Ces 8 000 miliciens Maï-Maï n’étaient pas les premiers à se faire désarmer dans
cette zone. En août dernier, sept autres factions Maï-Maï avaient rendu leurs
armes aux autorités de la province, de rappeler le gouverneur.
Même si les milices Maï-Maï sont généralement considérées comme des alliés des
FAC, parce qu’elle sont demeurées hostiles à l’occupation du territoire
congolais par le Rwanda, des factions Maï-Maï ont souvent affronté des éléments
des FAC.
"Il y a souvent des conflits entre des régiments Maï-Maï, qui sont des forces
d'autodéfense populaire, et les FAC. Les Maï-Maï se révoltent contre les
exactions des militaires des FAC à l'endroit de paisibles citoyens, et, de leur
côté, des éléments de l'armée s'emploient souvent a désarmer les Maï-Maï,
qu’ils considèrent comme des civils", d’ajouter M. Mukena Lusa.
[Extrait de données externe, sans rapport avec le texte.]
PR #481, opened 2020-02-12
Use Github APIs to download stack index file.

### LINKED ISSUE #469: Retrieve release assets from GHE
Given a Github HTTP client (see #467 ) retrieve a release asset from GHE.  The asset could be a yaml file or a zipped tarball (index or pipeline zip).

The following modifications should be made to the Kabanero CRD to accommodate for the additional parameters necessary when using the Github API (see this example CR instance):
```yaml
apiVersion: kabanero.io/v1alpha2
kind: Kabanero
metadata:
  name: kabanero
spec:
  version: "0.6.0"
  stacks: 
    repositories: 
      - name: central
        githubRelease:
          hostname: github.mydomain.com
          organization: myOrg
          project: myProject
          release: myRelease
          assetName: incubator-index.yaml
```
Note that the `githubRelease` is mutually exclusive with the existing `https`.  Only one or the other should be specified.  The `githubRelease` stanza includes all of the information necessary to use the github API to retrieve a release asset.  We could consider having another way of specifying all of this information (ie a `url` field that specifides `https://github.mydomain.com/myOrg/myProject/releases/download/myRelease/incubator-index.yaml`) but for now lets list it out explicitly as the github API requires it.

This is the Github Go client:
https://godoc.org/github.com/google/go-github/github#Client

The `Repositories` member provides access to the releases and their assets.  The following appears to download a release asset:
https://godoc.org/github.com/google/go-github/github#RepositoriesService.DownloadReleaseAsset

You need to know the `id` of the asset that you want to get.  This may require some digging:
https://godoc.org/github.com/google/go-github/github#RepositoriesService.GetReleaseByTag
to get the release ID. 
https://godoc.org/github.com/google/go-github/github#RepositoriesService.ListReleaseAssets
to match the asset name to the asset ID.

If there is an easier way to do this, I'm all for it.  I don't think we can just jam a request in for the whole URL, but if we can we should do that, it's probably easier.  That is, just use the Github HTTP client but pass in the URL to the asset that we want.  I don't think that will work, but if it does, great.

Another issue will integrate the HTTP request/response that we use to retrieve the release asset, with the cache that we maintain.  This assumes that Github continues to use `etags` when using this API.

mezarin:
Fixes #469


pkg/controller/stack/resolver.go
```diff
@@ -108,3 +117,109 @@ func SearchStack(stackName string, index *Index) ([]Stack, error) {
...
+	// Get a Github client.
+	gclient, err := getGitClient(repoConf.GitRelease)
+	if err != nil {
+		return nil, err
+	}
+
+	// Get the release tagged in Github as repoConf.GitRelease.Release.
+	release, response, err := gclient.Repositories.GetReleaseByTag(context.Background(), repoConf.GitRelease.Organization, repoConf.GitRelease.Project, repoConf.GitRelease.Release)
+	if err != nil || response.StatusCode != http.StatusOK {
+		return nil, fmt.Errorf("Unable to retrieve object representing Github repository release %v. Configured GitRelease data: %v. Error: %v", repoConf.GitRelease.Release, repoConf.GitRelease, err)
```
kaczyns: Should we report the HTTP status code here too?

pkg/controller/stack/resolver.go
```diff
@@ -108,3 +117,109 @@ func SearchStack(stackName string, index *Index) ([]Stack, error) {
...
+	}
+	assets := release.Assets
+
+	// Find the asset identified as repoConf.GitRelease.AssetName and download it.
+	for _, asset := range assets {
+		if asset.GetName() == repoConf.GitRelease.AssetName {
+			id := asset.GetID()
+			reader, redirectURL, err := gclient.Repositories.DownloadReleaseAsset(context.Background(), repoConf.GitRelease.Organization, repoConf.GitRelease.Project, id)
```
kaczyns: this is fine... but I thought the github client would let you follow re-directs if you supplied an HTTP client to do so with.  Did you try this?
https://github.com/google/go-github/commit/75ddd505ad1c4d7c2d0bd0c5e0ef4e753907fe6a

mezarin: The code is passing an HTTP client. It is the default one, but a client nonetheless. The case that is documented is the one where you get a redirect if the value of the client is nil.

pkg/controller/stack/resolver.go
mezarin: Yeah it would be helpful if it had that in the message.

pkg/controller/stack/resolver.go
kaczyns: I don't see where it's passing a redirect client.  the args are context, org, project, and id.  there should be a 5th arg, which is the client to use for redirects.  unless the code defaults to use the default client if one is not provided (I didn't think that it did).  Is that what is happening here?

mezarin: Ok, i got to the bottom of this. It turns out that we were looking at two different versions of the doc/code. The level of go-github imported by VS code is not the very latest one. The change in go-github that introduced the redirect logic you are talking about made it into a release 3 days ago. The doc you are looking at was, most likely, out there around 25 days ago. So that explains why i HAD to handle the redirects myself and why you thought i didn't need to. I will try to override the go-github version with the very latest and see how it goes.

Les actes de cannibalisme récemment confirmés et dénoncés par la Mission des
Nations Unies en RDC, la MONUC, ont été perpétrés au nord-est du pays. Des
membres du Mouvement de libération du Congo (MLC) et de son allié, le
Rassemblement congolais pour la démocratie - National (RCD-N), ont été accusés
d'en être les auteurs. À la suite d’une enquête effectuée par le MLC, 27 de ses
combattants ont été arrêtés et doivent être jugés à compter du 18 février.